* **ACTIVITY**
Collect all lines from the records below that include the word "ethcommon".

* **Dataset entries**
================================

Issue #2952, opened 2026-07-20
Track: boole-convergence residual work (follow-ups to #2941; supersedes #2902)


iurii-ssv:
## Context

#2902 tracked the `stage` → `boole-fork` reconciliation backlog. That premise is obsolete: #2941 converges in the opposite direction (`boole-fork` → `stage` via `integration/boole-convergence`), and a full item-by-item verification (see [#2902 comment](https://github.com/ssvlabs/ssv/issues/2902#issuecomment-5022076286)) confirmed all duty fixes and infra items are present on the convergence branch. This issue aggregates **everything that remains**: five newly-found convergence gaps (boole-side fork adaptations #2941 did not carry over, found by diffing `boole-fork` against the convergence branch), plus the still-open cleanups carried over from #2902.

**Completeness:** a full hunk-level audit of the boole-fork delta (every functional file boole changed that #2941 did not touch) has been completed — the `FormatRunnerRole` duty-ID regression and the message-size-caps item below are its only new findings; everything else classified as absorbed, superseded, or cosmetic (see the triage comment below).

**None of the "before fork ships" items bite today** — every production network pins `Forks.Boole` to `MaxUint64` — so they don't block #2941. They must land before a Boole epoch is ever scheduled in a release.

## Regression active immediately after #2941 merges (not fork-gated)

[...]

PR #2957, opened 2026-07-21
boole-convergence follow-ups: pre-fork batch (#2952 items 1, 3, 4, 5, 6)

### LINKED ISSUE #2955: AGGREGATOR & SYNC_COMMITTEE_CONTRIBUTION duties log runner_role=UNDEFINED (and UNDEFINED duty_id / ssv.runner.role metric) on boole-convergence
## Summary

On the `integration/boole-convergence` line, pre-fork **aggregator** and **sync-committee-contribution** duties resolve their `runner_role` to `UNDEFINED` in logs and in the `ssv.runner.role` OTel/Prometheus attribute. The duties themselves execute and submit normally — this is an **observability regression, not a consensus break** — but it makes these duty types unidentifiable in logs and silently merges all their metrics into an `UNDEFINED` bucket.

Introduced by `84800c28b` ("convergence: bump ssv-spec to v1.2.3 + port boole's compat shim (FRONT-LOAD-0)"): the spec bump removed `RoleAggregator`/`RoleSyncCommitteeContribution` from `spectypes.RunnerRole.String()`, a local compat shim restored the wire values for routing/execution, but the observability string-formatting choke point was never pointed at the shim.

## Environment

- Branch: `deploy/boole-prefork-2007` (cut from `integration/boole-convergence`), commit `9920d1d21`
- Network: stage-hoodi, **pre-fork regime** (`Forks.Boole = MaxUint64`, `domain_type=0x00003114`) — so behavior should match `stage`
- Cluster: operators 25–28

## Observed behavior

Every log line for these duty types carries `runner_role=UNDEFINED` and `duty_id=UNDEFINED-e<epoch>-s<slot>-v<validator>`:

```
🔧 executing validator duty                           runner_role=UNDEFINED
signing and broadcasting selection proof partial sig  runner_role=UNDEFINED
🎯 got pre-consensus quorum                            runner_role=UNDEFINED
ℹ️ starting QBFT instance                              runner_role=UNDEFINED
submitted aggregate and proof                         runner_role=UNDEFINED
✔️successfully finished duty processing                runner_role=UNDEFINED  duty_id=UNDEFINED-...-v840066
```

`COMMITTEE` and `VALIDATOR_REGISTRATION` roles resolve correctly. Only the per-validator aggregator / sync-committee-contribution roles are affected.

A giveaway of the split code path: in `message/validation` "ignoring invalid message" logs, the **same** message shows a correct `duty_id=AGGREGATOR-...` next to a broken `runner_role=UNDEFINED` — two different role→string mappers on one line.

**Duties are functionally healthy** (measured on operators 25–28, boole-prefork build vs the prior `stage` build on the same nodes):

| Signal | stage build | boole-prefork build |
|---|---|---|
| `submitted aggregate and proof` | 29.3/min | 34.9/min |
| `submitted sync committee` | 25.1/min | 28.0/min |

## Root cause

The ssv-spec v1.2.3 bump left `RunnerRole.String()` with cases only for `RoleCommittee(0)`, `RoleProposer(2)`, `RoleValidatorRegistration(4)`, `RoleVoluntaryExit(5)`, `RoleAggregatorCommittee(6)` → anything else (including the deprecated `1`/`3`) returns `"UNDEFINED"`.

The compat shim re-declares the pre-fork values:

```go
// protocol/v2/types/runner_role.go:8-9
RoleAggregator                = spectypes.RunnerRole(1) // Deprecated
RoleSyncCommitteeContribution = spectypes.RunnerRole(3) // Deprecated
```

and the pre-fork runners are constructed with them (`protocol/v2/ssv/runner/aggregator.go:78`, `sync_committee_contribution.go:64`). Because these are plain `spectypes.RunnerRole` values (no distinct type), `.String()` dispatches to the spec method that no longer knows them.

The single unpatched choke point:

```go
// observability/utils/format.go:10-12
func FormatRunnerRole(runnerRole spectypes.RunnerRole) string {
    return strings.TrimSuffix(runnerRole.String(), "_RUNNER")
}
```

It feeds:

- `observability/log/fields/fields.go` — the `runner_role` zap field (used by `loggerWithDutyContext` in `operator/duties/scheduler.go`, so every runner log line)
- `observability/log/fields/duty_id.go` — the `duty_id` string
- `observability/attributes.go:41-43` — the `ssv.runner.role` OTel/metric attribute
- `protocol/v2/ssv/queue/observability.go:54-56` — `ValidatorMetricID()`

**Why `duty_id` looks correct in some logs but not others — there are two independent `duty_id` builders, and only one consults the shim.** Message-validation builds its `duty_id` with the shim-aware `ssvtypes.RunnerRoleToString` (`message/validation/logger_fields.go:107`), so its logs show the correct `AGGREGATOR-...` / `SYNC_COMMITTEE_CONTRIBUTION-...`. The runner/scheduler path builds `duty_id` with `BuildDutyID` (`observability/log/fields/duty_id.go:13`), which routes through the broken `FormatRunnerRole` and yields `UNDEFINED-...`. Worse, within a *single* message-validation line the two fields disagree: `AsZapFields()` (`logger_fields.go:39`) emits `runner_role` via `fields.RunnerRole(d.Role)` → `FormatRunnerRole` (broken → `UNDEFINED`) two lines away from the `duty_id` it built with `RunnerRoleToString` (correct → `AGGREGATOR`). So `duty_id=AGGREGATOR-... runner_role=UNDEFINED` on the same line is the signature of these two mappers diverging.

A correctly-ported mapper therefore already exists (`protocol/v2/types/runner_role.go:81-90`, `RunnerRoleToString`); the fix is to route `FormatRunnerRole` through the same logic so all consumers agree.

## Impact

- **Not consensus-breaking** — QBFT MsgID identifiers, message-validation routing (`case ssvtypes.RoleAggregator:` …), and `Queues[role]` lookup all switch on the raw integer enum (intact), so duties run and submit normally.
- **Observability blind spot** — `ssv.runner.role`-keyed dashboards/alerts (message-validation accept/reject/ignore counters, duty-scheduling metrics, pre/post-consensus duration, QBFT instance metrics, queue metrics) merge all pre-fork aggregator + sync-committee traffic into `UNDEFINED`. Logs for these duty types are also unfilterable by role.

## Suggested fix

Make the shared choke point aware of the deprecated values, delegating to the already-correct mapper:

```go
// observability/utils/format.go
func FormatRunnerRole(runnerRole spectypes.RunnerRole) string {
    switch runnerRole {
    case ssvtypes.RoleAggregator:
        return "AGGREGATOR"
    case ssvtypes.RoleSyncCommitteeContribution:
        return "SYNC_COMMITTEE_CONTRIBUTION"
    default:
        return strings.TrimSuffix(runnerRole.String(), "_RUNNER")
    }
}
```

No import cycle (`observability/attributes.go` already imports `protocol/v2/types`). Longer term, consolidate the three near-duplicate role→string mappers (`protocol/v2/types.RunnerRoleToString`, `protocol/v2/message.RunnerRoleToString`, spec `.String()`) onto one. Can be removed once the runner-merge (`TODO(convergence unit 5)` in `observability/log/fields/fields.go:289`) lands and legacy roles 1/3 are no longer constructed.

## Not affected / notes

- Exporter role decoding uses a separate, correct mapper — unaffected.
- The `ignoring invalid message … got decided message with too few signers` noise seen alongside these duties is normal decided-message dedup, present at the same rate on `stage`; unrelated to this bug.

momosh-ssv:
Follow-ups to #2941, tracked in #2952. Five independent items, one commit each:

- **Item 1 / fixes #2955** — `observability`: `FormatRunnerRole` now routes through the shim-aware `ssvtypes.RunnerRoleToString`, so pre-fork AGGREGATOR / SYNC_COMMITTEE_CONTRIBUTION duties no longer render as `UNDEFINED` (colliding duty IDs, merged `ssv.runner.role` metrics). Regression tests cover all roles + `BuildDutyID` non-collision.
- **Item 3** — `cli`: `generate-config` no longer emits fork-at-genesis configs; `Forks.Boole` defaults to `MaxUint64`, `NextDomainType` to the default network's value, with new `--ssv-boole-fork-epoch` / `--ssv-next-domain` flags (ported from boole-fork).
- **Item 4** — `network/discovery`: the `next_domaintype` ENR key now carries the real `NextDomainType` (both in `PublishENR` and the initial local-node decoration). The static-domain peer filter is kept per the resolution recorded in #2952; decision documented in code comments.
- **Item 5** — `message/validation`: `maxPartialSignatureMessages` 1000 → 5048. The old value under-sized `maxEncodedPartialSignatureSize` (151,220) vs the boole spec's AggregatorCommittee worst case (727,000 bytes / 5048 msgs), so a large valid post-fork message would have been rejected with `ErrSSVDataTooBig` pre-decode. A new test-only guard pins the hand-computed caps to the spec's `maxmsgsize` values (that spec package isn't importable from prod code — it pulls in `testing`/testify, which is presumably why the convergence dropped boole's derivation).
- **Item 6** — `network/p2p`: legacy `Broadcast` resolves the slot with a minimal per-type decode instead of the full `queue.DecodeSignedSSVMessage`, preserving exact slot/error semantics (cross-checked in tests).

Items 2 (fork-aware metadata syncer) and 7 (validation hot-path subnet cache) land separately.

**Note on `broadcastMessageSlot` semantics (item 6):** unlike the replaced `queue.DecodeSignedSSVMessage`, it does not handle `SSVEventMsgType` (falls through to `ErrUnknownMessageType`). Event messages are internal loopback and are never network-broadcast, so `Broadcast` cannot receive one — exact slot/error parity holds for the two wire types that can actually be broadcast.

### DIFF
--- a/cli/generate_config.go
+++ b/cli/generate_config.go
@@ -4,10 +4,12 @@ import (
 	"encoding/hex"
 	"fmt"
 	"log"
+	"math"
 	"math/big"
 	"os"
 	"strings"
 
+	"github.com/attestantio/go-eth2-client/spec/phase0"
 	ethcommon "github.com/ethereum/go-ethereum/common"
 	"github.com/spf13/cobra"
 	"gopkg.in/yaml.v3"
@@ -40,10 +42,12 @@ var (
 	operatorPrivateKey      string
 	metricsAPIPort          int
 	ssvDomain               string
+	ssvNextDomain           string
 	ssvRegistrySyncOffset   uint64
 	ssvRegistryContractAddr string
 	ssvBootnodes            string
 	ssvDiscoveryProtocolID  string
+	ssvBooleForkEpoch       uint64
 )
 
 type SSVConfig struct {
@@ -80,6 +84,11 @@ var generateConfigCmd = &cobra.Command{
 			log.Fatalf("Failed to decode network domain: %v", err)
 		}
 
+		parsedNextDomain, err := hex.DecodeString(strings.TrimPrefix(ssvNextDomain, "0x"))
+		if err != nil {
+			log.Fatalf("Failed to decode next network domain: %v", err)
+		}
+
 		parsedDiscoveryProtocolID, err := hex.DecodeString(strings.TrimPrefix(ssvDiscoveryProtocolID, "0x"))
 		if err != nil {
 			log.Fatalf("Failed to decode discovery protocol ID: %v", err)
@@ -105,10 +114,14 @@ var generateConfigCmd = &cobra.Command{
 		config.MetricsAPIPort = metricsAPIPort
 		config.SSV.CustomNetwork = &networkconfig.SSV{
 			DomainType:           spectypes.DomainType(parsedDomain),
+			NextDomainType:       spectypes.DomainType(parsedNextDomain),
 			RegistrySyncOffset:   new(big.Int).SetUint64(ssvRegistrySyncOffset),
 			RegistryContractAddr: ethcommon.HexToAddress(ssvRegistryContractAddr),
 			Bootnodes:            bootnodes,
 			DiscoveryProtocolID:  parsedDiscoveryProtocolIDArr,
+			Forks: networkconfig.SSVForks{
+				Boole: phase0.Epoch(ssvBooleForkEpoch),
+			},
 		}
 
 		data, err := yaml.Marshal(&config)
@@ -140,11 +153,14 @@ func init() {
 
 	ssvDomainDefault := "0x" + hex.EncodeToString(defaultNetwork.DomainType[:])
 	generateConfigCmd.Flags().StringVar(&ssvDomain, "ssv-domain", ssvDomainDefault, "SSV domain type")
+	ssvNextDomainDefault := "0x" + hex.EncodeToString(defaultNetwork.NextDomainType[:])
+	generateConfigCmd.Flags().StringVar(&ssvNextDomain, "ssv-next-domain", ssvNextDomainDefault, "SSV next domain type")
 	generateConfigCmd.Flags().Uint64Var(&ssvRegistrySyncOffset, "ssv-registry-sync-offset", defaultNetwork.RegistrySyncOffset.Uint64(), "SSV registry sync offset")
 	generateConfigCmd.Flags().StringVar(&ssvRegistryContractAddr, "ssv-registry-contract-addr", defaultNetwork.RegistryContractAddr.String(), "SSV registry contract addr")
 	generateConfigCmd.Flags().StringVar(&ssvBootnodes, "ssv-bootnodes", strings.Join(defaultNetwork.Bootnodes, sliceSeparator), "SSV bootnodes (comma-separated)")
 	ssvDiscoveryProtocolIDDefault := "0x" + hex.EncodeToString(defaultNetwork.DiscoveryProtocolID[:])
 	generateConfigCmd.Flags().StringVar(&ssvDiscoveryProtocolID, "ssv-discovery-protocol-id", ssvDiscoveryProtocolIDDefault, "SSV discovery protocol ID")
+	generateConfigCmd.Flags().Uint64Var(&ssvBooleForkEpoch, "ssv-boole-fork-epoch", math.MaxUint64, "Epoch at which the Boole fork occurs in the network")
 
 	RootCmd.AddCommand(generateConfigCmd)
 }
--- a/cli/generate_config.go
+++ b/cli/generate_config.go
@@ -83,10 +83,16 @@ var generateConfigCmd = &cobra.Command{
 		if err != nil {
 			log.Fatalf("Failed to decode network domain: %v", err)
 		}
+		if len(parsedDomain) != 4 {
+			log.Fatalf("Invalid network domain length: expected 4 bytes, got %d", len(parsedDomain))
+		}
 
 		parsedNextDomain, err := hex.DecodeString(strings.TrimPrefix(ssvNextDomain, "0x"))
 		if err != nil {
 			log.Fatalf("Failed to decode next network domain: %v", err)
+		}
+		if len(parsedNextDomain) != 4 {
+			log.Fatalf("Invalid next network domain length: expected 4 bytes, got %d", len(parsedNextDomain))
 		}
 
 		parsedDiscoveryProtocolID, err := hex.DecodeString(strings.TrimPrefix(ssvDiscoveryProtocolID, "0x"))
--- a/message/validation/const.go
+++ b/message/validation/const.go
@@ -44,8 +44,8 @@ const (
 const (
 	partialSignatureSize           = 96
 	partialSignatureMsgSize        = partialSignatureSize + rootSize + operatorIDSize + validatorIndexSize
-	maxPartialSignatureMessages    = 1000
-	partialSigMsgTypeSize          = 8 // uint64
+	maxPartialSignatureMessages    = 5048 // post-fork worst case (boole RoleAggregatorCommittee), see ssv-spec types/spectest/tests/maxmsgsize.MaxSizePartialSignatureMessages
+	partialSigMsgTypeSize          = 8    // uint64
 	maxPartialSignatureMsgsSize    = partialSigMsgTypeSize + slotSize + maxPartialSignatureMessages*partialSignatureMsgSize
 	maxEncodedPartialSignatureSize = maxPartialSignatureMsgsSize + maxPartialSignatureMsgsSize/encodingOverheadDivisor + 4
 )
--- a/message/validation/const.go
+++ b/message/validation/const.go
@@ -42,10 +42,13 @@ const (
 )
 
 const (
-	partialSignatureSize           = 96
-	partialSignatureMsgSize        = partialSignatureSize + rootSize + operatorIDSize + validatorIndexSize
-	maxPartialSignatureMessages    = 5048 // post-fork worst case (boole RoleAggregatorCommittee), see ssv-spec types/spectest/tests/maxmsgsize.MaxSizePartialSignatureMessages
-	partialSigMsgTypeSize          = 8    // uint64
+	partialSignatureSize    = 96
+	partialSignatureMsgSize = partialSignatureSize + rootSize + operatorIDSize + validatorIndexSize
+	// maxPartialSignatureMessages is the post-fork worst case (boole RoleAggregatorCommittee). The
+	// count derives from the inner ssv-spec types/spectest/tests/maxmsgsize.MaxSizePartialSignatureMessages;
+	// the drift guard in const_test.go checks the full envelope, MaxSizeSSVMessageFromPartialSignatureMessages.
+	maxPartialSignatureMessages    = 5048
+	partialSigMsgTypeSize          = 8 // uint64
 	maxPartialSignatureMsgsSize    = partialSigMsgTypeSize + slotSize + maxPartialSignatureMessages*partialSignatureMsgSize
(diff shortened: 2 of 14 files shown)


message/validation/const.go
```diff
@@ -44,8 +44,8 @@ const (
 const (
 	partialSignatureSize           = 96
 	partialSignatureMsgSize        = partialSignatureSize + rootSize + operatorIDSize + validatorIndexSize
-	maxPartialSignatureMessages    = 1000
-	partialSigMsgTypeSize          = 8 // uint64
+	maxPartialSignatureMessages    = 5048 // post-fork worst case (boole RoleAggregatorCommittee), see ssv-spec types/spectest/tests/maxmsgsize.MaxSizePartialSignatureMessages
```
iurii-ssv: Doc nit: this comment cites `maxmsgsize.MaxSizePartialSignatureMessages` (726,932 — the inner `PartialSignatureMessages` SSZ size that the `5048` count derives from), but the drift guard in `const_test.go` actually pins `maxEncodedPartialSignatureSize` against `MaxSizeSSVMessageFromPartialSignatureMessages` (727,000 — the full SSV-message envelope). Both are legitimate references, but citing the same constant the guard checks (or spelling out that "5048 comes from the inner size, the guard checks the outer envelope") would save whoever re-derives these after a future spec bump some head-scratching.

network/p2p/p2p_pubsub.go
```diff
@@ -40,18 +41,36 @@ func (n *p2pNetwork) UseMessageRouter(router network.MessageRouter) {
...
-	msgSlot, err := decodedMsg.Slot()
+	msgSlot, err := broadcastMessageSlot(msg)
 	if err != nil {
 		return fmt.Errorf("could not resolve message slot: %w", err)
 	}
 
 	return n.BroadcastAtSlot(msg, msgSlot)
 }
 
+// broadcastMessageSlot resolves the slot of a message that's about to be broadcast, decoding only
```
iurii-ssv, line 52: Two low-priority notes on this helper:

1. **Behavioral divergence for event messages.** The replaced `queue.DecodeSignedSSVMessage(msg).Slot()` also handled `SSVEventMsgType` (it would decode the `EventMsg` and return its slot); this switch instead falls through to `ErrUnknownMessageType` for that type. It's harmless — `EventMsg` is internal loopback and is never network-broadcast, so `Broadcast` can't actually receive one — and arguably more correct, but it does mean the commit's "exact slot/error semantics" holds only for the two wire types that can be broadcast. Might be worth a word in the commit/PR body so the divergence is on the record.

2. Completing greptile's note on the consensus branch above: the partial-signature branch (line 66) carries the same mislabel — the error says `SignedPartialSignatureMessage` while it's decoding a plain `PartialSignatureMessages`. Both strings are copied verbatim from `queue.ExtractMsgBody`, so if grep-parity with the source was the intent that's a fair reason to leave them; otherwise worth fixing both together.

iurii-ssv (commented):
Light follow-up pass — two low-priority polish notes inline. I skipped findings already covered by greptile: the --ssv-next-domain slice→[4]byte panic on wrong-length input (cli/generate_config.go) is a real catch, and that note already accounts for the pre-existing --ssv-domain gap, so I've nothing to add there.

network/p2p/p2p_pubsub.go
```diff
@@ -40,18 +41,36 @@ func (n *p2pNetwork) UseMessageRouter(router network.MessageRouter) {
...
+// the message body type actually sent over the wire (consensus or partial-signature), rather than
+// building a full queue.DecodedSSVMessage wrapper that Broadcast has no other use for.
+func broadcastMessageSlot(msg *spectypes.SignedSSVMessage) (phase0.Slot, error) {
+	switch msg.SSVMessage.MsgType {
+	case spectypes.SSVConsensusMsgType:
+		qbftMsg := &specqbft.Message{}
+		if err := qbftMsg.Decode(msg.SSVMessage.Data); err != nil {
+			return 0, fmt.Errorf("failed to decode SignedMessage: %w", err)
+		}
```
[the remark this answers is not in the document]
momosh-ssv: Fixed in 560e890b9.

cli/generate_config.go
```diff
@@ -80,6 +84,11 @@ var generateConfigCmd = &cobra.Command{
 			log.Fatalf("Failed to decode network domain: %v", err)
 		}
 
+		parsedNextDomain, err := hex.DecodeString(strings.TrimPrefix(ssvNextDomain, "0x"))
+		if err != nil {
+			log.Fatalf("Failed to decode next network domain: %v", err)
+		}
```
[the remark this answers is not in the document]
momosh-ssv: Fixed in 115dd94b8.

message/validation/const.go
momosh-ssv: Good catch, fixed in 2c68d81e3. 

The comment now spells out that 5048 derives from the inner `MaxSizePartialSignatureMessages` while the drift guard pins the full-envelope `MaxSizeSSVMessageFromPartialSignatureMessages`.

network/p2p/p2p_pubsub.go
momosh-ssv: Both points addressed. The `SSVEventMsgType` divergence is now on the record in 8f7656917.

A comment on the `default:` branch plus a note in the PR description. And 560e890b9 fixes both error labels; I don't think grep-parity is worth keeping there, since `queue.ExtractMsgBody`'s own labels are a pre-alan leftover anyway.

iurii-ssv (approved):

ovidiu-ssv-labs (commented):
Clean, well-tested bundle. All five items are correct: item 1 fixes the legacy-role UNDEFINED collision at the single FormatRunnerRole choke point (all named consumers covered, no duty_id collision); item 3's generate-config defaults and round-trip are right; item 4 propagates NextDomainType to both (and only) ENR writers with no peer-filter interaction; item 5's 5048 bump matches the spec derivation with a drift-proof guard; item 6 preserves slot/error semantics for both wire message types. Only two minor, non-blocking notes.  [verdict: yes]

**Finding · [MINOR] duty_executor.go still renders legacy runner roles as UNDEFINED via raw role.String() in an error message** — `protocol/v2/ssv/validator/duty_executor.go:40`

Item 1 fixes the *observability* choke point (`FormatRunnerRole`), which is exactly the set of consumers #2955 enumerated. However, `duty_executor.go:40` builds an error string with the raw spec mapping:

```go
q, ok := v.Queues[role]
if !ok {
    return fmt.Errorf("no queue for role %s", role.String())
}
```

Because `role` here is a `spectypes.RunnerRole` and the surrounding comment explicitly anticipates the legacy `Aggregator(1)` / `SyncCommitteeContribution(3)` values ("validators built post-fork have no legacy Aggregator/SyncCommitteeContribution runners"), this is precisely the case where `role.String()` returns `"UNDEFINED"` — the exact class of bug item 1 addresses, just in an error string rather than a metric/log field. It's out of #2955's stated scope and low impact (a diagnostic message, not a metric label collision), but since this PR is doing the pass to eliminate legacy-role `UNDEFINED` rendering, routing this one through the shim-aware formatter too would make the error actionable ("no queue for role AGGREGATOR" vs "no queue for role UNDEFINED").

**Suggested fix:** Use the shim-aware formatter here as well:

```go
return fmt.Errorf("no queue for role %s", ssvtypes.RunnerRoleToString(role))
// or observability/utils.FormatRunnerRole(role)
```

Optional / follow-up — not required to merge.

ovidiu-ssv-labs (approved):
Looks good, with the minor finding above. You can decide whether to fix it here or as follow-up.

momosh-ssv:
> However, duty_executor.go:40 builds an error string with the raw spec mapping...

Good catch, fixed in 19427577b. 

While touching it, seems that `StartQueueConsumer` in queue_validator.go had the same raw `String()` in its queue-not-found error, so I routed that one through the shim in the same commit too.

ovidiu-ssv-labs (approved):
Nicely fixed.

================================

* **ANSWER TO THE PROBLEM**
 	ethcommon "github.com/ethereum/go-ethereum/common"
 			RegistryContractAddr: ethcommon.HexToAddress(ssvRegistryContractAddr),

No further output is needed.